(Data entries)
====
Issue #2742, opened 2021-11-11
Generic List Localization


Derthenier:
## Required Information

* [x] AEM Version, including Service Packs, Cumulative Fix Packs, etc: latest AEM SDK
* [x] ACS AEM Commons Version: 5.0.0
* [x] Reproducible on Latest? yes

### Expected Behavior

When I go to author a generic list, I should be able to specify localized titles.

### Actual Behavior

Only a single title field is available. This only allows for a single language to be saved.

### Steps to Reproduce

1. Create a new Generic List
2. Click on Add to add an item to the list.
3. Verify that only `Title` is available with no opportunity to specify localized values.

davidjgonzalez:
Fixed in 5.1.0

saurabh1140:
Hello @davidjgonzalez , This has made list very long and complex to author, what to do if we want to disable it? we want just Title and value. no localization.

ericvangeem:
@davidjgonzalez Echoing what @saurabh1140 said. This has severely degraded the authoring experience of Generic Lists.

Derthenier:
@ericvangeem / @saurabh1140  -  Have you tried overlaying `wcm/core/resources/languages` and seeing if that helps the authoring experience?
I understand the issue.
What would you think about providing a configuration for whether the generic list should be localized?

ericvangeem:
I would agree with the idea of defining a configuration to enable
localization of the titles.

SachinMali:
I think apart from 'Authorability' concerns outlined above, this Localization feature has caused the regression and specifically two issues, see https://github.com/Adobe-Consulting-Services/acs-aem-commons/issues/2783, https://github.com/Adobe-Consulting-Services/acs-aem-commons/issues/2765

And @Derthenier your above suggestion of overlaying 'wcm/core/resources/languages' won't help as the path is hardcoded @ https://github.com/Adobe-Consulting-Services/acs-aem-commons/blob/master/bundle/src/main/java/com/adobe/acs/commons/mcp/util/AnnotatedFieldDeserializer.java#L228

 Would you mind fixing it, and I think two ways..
====
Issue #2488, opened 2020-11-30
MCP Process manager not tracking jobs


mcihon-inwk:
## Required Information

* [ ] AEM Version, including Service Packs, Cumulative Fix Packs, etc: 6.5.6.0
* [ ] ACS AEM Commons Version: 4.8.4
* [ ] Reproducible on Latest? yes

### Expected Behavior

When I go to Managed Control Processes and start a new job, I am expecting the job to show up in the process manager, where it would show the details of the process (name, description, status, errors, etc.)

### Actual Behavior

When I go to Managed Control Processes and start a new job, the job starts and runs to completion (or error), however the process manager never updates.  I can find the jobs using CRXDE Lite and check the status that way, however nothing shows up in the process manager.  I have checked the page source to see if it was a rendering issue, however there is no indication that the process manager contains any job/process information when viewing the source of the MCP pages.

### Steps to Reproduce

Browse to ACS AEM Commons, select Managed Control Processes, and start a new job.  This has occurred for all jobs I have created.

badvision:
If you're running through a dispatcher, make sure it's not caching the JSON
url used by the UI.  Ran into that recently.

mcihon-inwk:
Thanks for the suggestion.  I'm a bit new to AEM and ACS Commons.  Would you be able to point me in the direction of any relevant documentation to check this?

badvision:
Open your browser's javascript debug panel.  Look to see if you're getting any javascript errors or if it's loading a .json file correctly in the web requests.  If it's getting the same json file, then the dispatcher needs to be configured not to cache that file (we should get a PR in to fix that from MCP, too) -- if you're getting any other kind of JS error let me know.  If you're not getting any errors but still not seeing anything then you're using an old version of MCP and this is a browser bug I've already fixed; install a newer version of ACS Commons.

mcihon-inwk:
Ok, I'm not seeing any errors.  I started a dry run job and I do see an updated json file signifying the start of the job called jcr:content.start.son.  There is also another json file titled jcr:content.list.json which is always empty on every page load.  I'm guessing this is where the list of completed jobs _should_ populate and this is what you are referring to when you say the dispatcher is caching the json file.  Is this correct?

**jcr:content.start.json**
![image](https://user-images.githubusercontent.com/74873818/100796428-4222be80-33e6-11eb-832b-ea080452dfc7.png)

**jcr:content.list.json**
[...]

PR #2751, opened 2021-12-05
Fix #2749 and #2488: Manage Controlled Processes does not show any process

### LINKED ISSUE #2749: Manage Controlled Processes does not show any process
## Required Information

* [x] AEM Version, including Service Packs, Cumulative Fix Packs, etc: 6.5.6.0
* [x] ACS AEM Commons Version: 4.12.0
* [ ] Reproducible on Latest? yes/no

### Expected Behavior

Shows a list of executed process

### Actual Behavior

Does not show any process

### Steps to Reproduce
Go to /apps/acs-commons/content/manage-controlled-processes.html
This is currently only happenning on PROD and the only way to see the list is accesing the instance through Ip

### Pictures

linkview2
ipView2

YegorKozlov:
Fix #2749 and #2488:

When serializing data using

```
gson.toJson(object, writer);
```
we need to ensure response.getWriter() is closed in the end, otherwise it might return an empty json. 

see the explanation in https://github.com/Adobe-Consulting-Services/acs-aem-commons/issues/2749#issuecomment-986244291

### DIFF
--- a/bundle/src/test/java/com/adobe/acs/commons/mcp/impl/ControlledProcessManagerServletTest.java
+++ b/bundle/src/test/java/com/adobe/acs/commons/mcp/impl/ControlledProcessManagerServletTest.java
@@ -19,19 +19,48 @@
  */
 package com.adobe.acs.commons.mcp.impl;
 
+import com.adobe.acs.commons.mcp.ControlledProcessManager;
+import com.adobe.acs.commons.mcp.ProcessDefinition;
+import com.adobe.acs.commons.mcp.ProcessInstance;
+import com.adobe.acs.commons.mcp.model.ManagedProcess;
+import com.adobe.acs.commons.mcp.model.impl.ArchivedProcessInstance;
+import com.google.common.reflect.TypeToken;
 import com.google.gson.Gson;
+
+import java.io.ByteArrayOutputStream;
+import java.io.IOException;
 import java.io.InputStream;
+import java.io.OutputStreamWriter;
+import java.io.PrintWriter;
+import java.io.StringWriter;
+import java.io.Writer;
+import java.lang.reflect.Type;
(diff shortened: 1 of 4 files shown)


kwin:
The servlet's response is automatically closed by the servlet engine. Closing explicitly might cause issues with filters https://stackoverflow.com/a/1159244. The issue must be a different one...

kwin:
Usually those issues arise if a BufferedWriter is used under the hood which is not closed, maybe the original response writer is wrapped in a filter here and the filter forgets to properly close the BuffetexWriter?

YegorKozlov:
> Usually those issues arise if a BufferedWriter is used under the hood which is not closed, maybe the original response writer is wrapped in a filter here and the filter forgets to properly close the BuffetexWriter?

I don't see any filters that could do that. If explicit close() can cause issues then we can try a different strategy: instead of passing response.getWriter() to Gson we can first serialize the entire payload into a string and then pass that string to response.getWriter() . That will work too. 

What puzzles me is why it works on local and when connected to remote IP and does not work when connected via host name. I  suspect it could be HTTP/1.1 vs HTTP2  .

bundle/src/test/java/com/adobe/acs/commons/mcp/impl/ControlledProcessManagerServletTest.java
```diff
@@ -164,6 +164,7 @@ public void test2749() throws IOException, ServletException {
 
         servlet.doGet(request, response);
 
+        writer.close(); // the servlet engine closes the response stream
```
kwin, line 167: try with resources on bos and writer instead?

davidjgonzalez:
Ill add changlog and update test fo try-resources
====
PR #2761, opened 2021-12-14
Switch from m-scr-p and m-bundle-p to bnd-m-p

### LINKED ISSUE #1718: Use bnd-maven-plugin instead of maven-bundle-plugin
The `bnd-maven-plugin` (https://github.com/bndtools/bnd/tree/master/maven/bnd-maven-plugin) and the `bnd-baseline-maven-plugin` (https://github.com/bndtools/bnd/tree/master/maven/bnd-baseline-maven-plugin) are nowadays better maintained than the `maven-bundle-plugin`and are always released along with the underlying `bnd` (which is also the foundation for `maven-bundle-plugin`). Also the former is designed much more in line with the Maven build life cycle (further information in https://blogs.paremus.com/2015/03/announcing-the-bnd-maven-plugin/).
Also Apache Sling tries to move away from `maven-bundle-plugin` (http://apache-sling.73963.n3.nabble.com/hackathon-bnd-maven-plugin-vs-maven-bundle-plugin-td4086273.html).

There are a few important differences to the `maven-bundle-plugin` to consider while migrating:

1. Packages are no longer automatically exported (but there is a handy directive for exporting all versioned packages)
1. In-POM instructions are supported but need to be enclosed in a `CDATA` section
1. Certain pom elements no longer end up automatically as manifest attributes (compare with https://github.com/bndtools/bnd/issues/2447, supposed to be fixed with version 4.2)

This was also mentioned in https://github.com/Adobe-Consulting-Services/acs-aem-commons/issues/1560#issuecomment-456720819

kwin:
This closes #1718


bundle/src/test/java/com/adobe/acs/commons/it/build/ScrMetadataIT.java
====
* Problem requirements *
Give back, exactly as written, the stretch from the line with "on Latest? yes/no" through the line with "Go to /apps/acs-commons/content/manage-controlled-processes.html", and no other lines from the records above.

* Solved problem *
* [ ] Reproducible on Latest? yes/no

### Expected Behavior

Shows a list of executed process

### Actual Behavior

Does not show any process

### Steps to Reproduce
Go to /apps/acs-commons/content/manage-controlled-processes.html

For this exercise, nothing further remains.